(Dataset entries)
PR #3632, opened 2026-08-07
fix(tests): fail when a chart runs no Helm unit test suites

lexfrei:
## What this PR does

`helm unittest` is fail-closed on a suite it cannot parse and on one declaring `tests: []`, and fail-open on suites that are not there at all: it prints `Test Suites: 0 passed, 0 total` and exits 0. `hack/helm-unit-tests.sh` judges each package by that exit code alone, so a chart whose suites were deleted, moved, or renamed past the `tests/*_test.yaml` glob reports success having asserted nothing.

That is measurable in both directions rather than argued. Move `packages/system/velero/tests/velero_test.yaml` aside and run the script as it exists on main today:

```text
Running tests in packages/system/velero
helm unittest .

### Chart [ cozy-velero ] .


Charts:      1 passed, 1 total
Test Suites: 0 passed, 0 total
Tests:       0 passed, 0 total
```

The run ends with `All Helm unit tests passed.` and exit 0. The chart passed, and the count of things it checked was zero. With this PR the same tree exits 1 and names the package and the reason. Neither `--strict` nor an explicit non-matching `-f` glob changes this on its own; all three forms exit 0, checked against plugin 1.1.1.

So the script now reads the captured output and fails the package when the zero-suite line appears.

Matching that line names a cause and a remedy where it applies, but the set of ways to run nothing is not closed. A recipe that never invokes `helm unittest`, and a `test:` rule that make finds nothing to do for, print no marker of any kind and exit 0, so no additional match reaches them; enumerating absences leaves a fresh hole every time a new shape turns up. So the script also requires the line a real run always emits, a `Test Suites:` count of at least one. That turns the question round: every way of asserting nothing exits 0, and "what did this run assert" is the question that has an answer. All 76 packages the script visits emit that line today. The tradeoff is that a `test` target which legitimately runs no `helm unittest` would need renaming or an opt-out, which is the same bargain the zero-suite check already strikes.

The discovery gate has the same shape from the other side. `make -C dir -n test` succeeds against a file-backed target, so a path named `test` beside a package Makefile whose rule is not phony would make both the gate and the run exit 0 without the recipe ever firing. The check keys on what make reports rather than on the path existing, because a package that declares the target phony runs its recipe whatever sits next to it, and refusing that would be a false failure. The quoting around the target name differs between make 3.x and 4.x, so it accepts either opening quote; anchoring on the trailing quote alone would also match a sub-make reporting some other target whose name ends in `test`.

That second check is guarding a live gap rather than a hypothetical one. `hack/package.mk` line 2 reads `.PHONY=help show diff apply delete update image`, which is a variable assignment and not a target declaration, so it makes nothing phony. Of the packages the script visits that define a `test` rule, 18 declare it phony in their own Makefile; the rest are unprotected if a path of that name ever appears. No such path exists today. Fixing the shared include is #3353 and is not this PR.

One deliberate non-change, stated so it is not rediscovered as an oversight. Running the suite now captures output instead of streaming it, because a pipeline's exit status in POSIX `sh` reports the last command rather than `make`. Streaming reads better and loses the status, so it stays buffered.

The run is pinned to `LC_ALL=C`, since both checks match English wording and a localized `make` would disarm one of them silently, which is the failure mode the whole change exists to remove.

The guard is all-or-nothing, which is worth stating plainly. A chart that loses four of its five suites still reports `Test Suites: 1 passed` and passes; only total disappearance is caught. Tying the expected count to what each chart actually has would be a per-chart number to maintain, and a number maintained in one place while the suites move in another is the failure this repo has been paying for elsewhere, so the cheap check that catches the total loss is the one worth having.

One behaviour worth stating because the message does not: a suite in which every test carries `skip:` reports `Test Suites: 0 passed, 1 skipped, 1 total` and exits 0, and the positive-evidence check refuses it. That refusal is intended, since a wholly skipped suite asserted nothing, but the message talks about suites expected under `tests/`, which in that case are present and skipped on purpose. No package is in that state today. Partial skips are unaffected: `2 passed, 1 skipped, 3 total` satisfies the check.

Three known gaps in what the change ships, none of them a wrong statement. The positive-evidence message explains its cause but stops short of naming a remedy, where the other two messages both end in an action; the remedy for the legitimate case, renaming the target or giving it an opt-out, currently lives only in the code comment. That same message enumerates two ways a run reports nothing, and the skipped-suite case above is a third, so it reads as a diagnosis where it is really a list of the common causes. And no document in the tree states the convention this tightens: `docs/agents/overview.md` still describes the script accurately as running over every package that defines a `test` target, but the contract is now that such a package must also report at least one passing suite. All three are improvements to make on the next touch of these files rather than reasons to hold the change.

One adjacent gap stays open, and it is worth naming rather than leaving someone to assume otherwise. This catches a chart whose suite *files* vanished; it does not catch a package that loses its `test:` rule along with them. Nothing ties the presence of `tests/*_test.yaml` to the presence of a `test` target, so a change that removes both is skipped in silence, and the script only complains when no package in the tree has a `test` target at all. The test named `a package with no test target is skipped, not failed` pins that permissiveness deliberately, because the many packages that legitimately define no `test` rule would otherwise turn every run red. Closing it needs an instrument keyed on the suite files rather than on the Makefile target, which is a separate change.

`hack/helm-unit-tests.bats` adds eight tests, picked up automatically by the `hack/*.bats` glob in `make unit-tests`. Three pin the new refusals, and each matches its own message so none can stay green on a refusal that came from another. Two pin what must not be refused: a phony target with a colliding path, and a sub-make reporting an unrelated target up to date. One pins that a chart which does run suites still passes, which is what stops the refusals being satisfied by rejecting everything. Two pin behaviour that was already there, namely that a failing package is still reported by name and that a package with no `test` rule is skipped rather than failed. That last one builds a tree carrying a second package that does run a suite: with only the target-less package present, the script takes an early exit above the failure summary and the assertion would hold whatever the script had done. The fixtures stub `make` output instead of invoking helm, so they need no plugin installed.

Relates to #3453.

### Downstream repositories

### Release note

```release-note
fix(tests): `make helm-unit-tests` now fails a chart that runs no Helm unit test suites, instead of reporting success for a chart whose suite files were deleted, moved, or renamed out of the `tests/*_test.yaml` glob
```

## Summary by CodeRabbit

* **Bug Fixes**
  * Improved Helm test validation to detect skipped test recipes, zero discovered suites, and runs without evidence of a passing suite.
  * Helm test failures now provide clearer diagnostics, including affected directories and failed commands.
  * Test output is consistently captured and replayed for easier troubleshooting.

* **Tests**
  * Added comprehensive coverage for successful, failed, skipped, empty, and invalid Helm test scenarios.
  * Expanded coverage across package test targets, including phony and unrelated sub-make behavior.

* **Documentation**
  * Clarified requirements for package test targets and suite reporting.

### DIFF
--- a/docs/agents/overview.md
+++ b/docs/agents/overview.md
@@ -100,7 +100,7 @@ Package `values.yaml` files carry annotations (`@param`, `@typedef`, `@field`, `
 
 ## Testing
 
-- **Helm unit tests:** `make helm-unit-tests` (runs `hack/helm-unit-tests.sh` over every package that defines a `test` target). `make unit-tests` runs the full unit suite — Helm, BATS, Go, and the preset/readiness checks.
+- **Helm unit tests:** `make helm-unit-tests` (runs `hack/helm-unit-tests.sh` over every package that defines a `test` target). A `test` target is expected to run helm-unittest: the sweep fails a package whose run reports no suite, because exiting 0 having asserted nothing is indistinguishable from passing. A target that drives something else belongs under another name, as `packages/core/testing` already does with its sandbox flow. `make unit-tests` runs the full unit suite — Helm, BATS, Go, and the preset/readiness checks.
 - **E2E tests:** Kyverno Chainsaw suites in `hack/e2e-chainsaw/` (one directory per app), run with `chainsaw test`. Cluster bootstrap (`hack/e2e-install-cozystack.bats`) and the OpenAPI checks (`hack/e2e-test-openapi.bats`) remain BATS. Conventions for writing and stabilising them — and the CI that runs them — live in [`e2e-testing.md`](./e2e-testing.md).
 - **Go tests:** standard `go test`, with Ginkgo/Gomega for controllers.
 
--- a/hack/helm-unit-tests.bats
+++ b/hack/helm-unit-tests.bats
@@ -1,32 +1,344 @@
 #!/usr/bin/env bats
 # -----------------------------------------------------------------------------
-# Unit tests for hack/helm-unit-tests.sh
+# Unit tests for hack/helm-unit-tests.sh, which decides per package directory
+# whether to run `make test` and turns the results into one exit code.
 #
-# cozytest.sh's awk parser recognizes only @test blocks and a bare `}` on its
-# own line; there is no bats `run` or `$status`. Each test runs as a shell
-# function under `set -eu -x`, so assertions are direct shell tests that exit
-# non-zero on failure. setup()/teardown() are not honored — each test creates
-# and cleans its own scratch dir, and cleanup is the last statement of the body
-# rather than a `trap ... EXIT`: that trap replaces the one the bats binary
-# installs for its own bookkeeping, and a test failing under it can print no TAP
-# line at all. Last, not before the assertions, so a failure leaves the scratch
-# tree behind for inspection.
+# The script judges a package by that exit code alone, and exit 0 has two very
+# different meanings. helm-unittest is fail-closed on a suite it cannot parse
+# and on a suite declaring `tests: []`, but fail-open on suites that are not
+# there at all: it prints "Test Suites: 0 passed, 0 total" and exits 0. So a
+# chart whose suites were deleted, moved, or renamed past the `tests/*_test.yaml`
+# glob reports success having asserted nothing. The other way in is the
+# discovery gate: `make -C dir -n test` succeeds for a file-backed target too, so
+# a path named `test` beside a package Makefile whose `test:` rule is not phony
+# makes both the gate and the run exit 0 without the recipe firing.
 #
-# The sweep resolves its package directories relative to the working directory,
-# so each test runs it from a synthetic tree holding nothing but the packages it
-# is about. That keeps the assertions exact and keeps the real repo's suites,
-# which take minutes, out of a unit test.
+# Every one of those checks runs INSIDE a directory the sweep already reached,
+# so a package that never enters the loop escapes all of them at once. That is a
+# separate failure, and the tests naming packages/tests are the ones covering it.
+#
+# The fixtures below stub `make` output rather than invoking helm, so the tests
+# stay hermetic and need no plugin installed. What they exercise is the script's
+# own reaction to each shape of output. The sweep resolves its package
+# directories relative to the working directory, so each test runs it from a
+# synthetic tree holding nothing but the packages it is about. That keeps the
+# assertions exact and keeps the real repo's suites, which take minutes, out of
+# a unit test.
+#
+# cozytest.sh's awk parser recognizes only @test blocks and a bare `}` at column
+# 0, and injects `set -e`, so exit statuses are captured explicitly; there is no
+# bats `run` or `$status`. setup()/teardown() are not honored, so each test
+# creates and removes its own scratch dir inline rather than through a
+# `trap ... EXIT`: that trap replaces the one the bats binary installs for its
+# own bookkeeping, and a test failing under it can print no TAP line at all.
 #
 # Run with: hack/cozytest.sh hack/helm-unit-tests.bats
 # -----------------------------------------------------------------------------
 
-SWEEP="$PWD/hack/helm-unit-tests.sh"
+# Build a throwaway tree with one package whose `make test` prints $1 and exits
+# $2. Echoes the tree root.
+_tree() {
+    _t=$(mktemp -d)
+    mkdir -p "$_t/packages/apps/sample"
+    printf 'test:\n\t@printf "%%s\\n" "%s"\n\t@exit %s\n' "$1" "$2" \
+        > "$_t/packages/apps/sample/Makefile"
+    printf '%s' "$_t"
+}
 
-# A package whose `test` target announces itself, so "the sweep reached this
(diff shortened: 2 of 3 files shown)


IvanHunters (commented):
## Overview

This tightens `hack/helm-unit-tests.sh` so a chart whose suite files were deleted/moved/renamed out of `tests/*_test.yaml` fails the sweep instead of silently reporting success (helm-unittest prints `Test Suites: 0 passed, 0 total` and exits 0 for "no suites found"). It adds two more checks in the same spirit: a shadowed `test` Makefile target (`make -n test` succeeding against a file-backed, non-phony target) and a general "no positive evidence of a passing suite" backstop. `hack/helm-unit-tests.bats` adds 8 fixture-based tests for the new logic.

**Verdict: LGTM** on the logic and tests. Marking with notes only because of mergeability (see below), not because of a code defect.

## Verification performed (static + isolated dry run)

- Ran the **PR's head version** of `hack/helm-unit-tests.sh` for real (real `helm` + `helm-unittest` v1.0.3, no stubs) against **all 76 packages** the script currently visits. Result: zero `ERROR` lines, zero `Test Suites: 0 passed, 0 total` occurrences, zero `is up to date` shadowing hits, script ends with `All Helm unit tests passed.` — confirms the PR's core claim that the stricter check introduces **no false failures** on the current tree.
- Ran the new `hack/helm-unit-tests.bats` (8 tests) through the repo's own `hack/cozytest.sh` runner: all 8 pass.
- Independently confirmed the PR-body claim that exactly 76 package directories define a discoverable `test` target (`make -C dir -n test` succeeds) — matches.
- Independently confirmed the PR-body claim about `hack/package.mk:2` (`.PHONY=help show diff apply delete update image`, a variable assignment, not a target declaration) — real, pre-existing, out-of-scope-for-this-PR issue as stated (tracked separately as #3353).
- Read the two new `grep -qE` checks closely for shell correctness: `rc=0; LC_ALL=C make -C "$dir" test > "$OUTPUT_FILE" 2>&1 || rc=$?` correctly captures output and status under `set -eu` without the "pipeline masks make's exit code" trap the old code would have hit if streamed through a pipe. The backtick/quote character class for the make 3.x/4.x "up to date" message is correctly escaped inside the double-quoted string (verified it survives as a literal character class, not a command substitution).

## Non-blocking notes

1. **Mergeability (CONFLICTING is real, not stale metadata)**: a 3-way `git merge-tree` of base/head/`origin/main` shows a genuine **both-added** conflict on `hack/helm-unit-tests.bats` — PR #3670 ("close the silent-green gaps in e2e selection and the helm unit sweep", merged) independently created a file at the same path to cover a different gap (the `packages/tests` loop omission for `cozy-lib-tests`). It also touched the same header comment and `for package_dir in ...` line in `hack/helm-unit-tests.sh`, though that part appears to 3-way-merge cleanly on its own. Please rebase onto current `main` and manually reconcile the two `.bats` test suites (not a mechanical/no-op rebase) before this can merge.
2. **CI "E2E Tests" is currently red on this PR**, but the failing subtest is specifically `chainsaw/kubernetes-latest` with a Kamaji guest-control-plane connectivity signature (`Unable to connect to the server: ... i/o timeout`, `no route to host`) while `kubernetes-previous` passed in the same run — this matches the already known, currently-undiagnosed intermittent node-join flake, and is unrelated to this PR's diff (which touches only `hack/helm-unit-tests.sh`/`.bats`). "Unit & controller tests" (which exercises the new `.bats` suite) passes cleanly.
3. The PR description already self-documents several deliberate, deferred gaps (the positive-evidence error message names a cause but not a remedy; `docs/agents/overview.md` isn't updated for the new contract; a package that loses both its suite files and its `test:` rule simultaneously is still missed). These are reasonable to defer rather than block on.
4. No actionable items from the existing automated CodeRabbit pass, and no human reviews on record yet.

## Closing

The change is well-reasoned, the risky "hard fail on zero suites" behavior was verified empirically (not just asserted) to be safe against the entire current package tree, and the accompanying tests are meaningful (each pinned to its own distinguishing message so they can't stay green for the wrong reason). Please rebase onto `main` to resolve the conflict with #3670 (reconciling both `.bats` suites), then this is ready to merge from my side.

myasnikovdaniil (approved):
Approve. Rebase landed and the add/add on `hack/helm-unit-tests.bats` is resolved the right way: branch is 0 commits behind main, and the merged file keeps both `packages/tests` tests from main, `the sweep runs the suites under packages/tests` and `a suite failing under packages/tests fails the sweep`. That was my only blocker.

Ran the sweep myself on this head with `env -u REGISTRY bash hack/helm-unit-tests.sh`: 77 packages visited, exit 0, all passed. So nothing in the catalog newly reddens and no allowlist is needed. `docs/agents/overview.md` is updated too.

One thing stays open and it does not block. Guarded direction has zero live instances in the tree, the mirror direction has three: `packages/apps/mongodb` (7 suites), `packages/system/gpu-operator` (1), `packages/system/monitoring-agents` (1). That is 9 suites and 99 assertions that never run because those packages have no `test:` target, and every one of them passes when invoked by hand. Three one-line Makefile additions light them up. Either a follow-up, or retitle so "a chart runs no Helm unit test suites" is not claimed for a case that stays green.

WORK TO BE COMPLETED:
Please report only the count of lines in the entries above where the word "sample" appears.

OUTPUT FOR THIS TASK:
2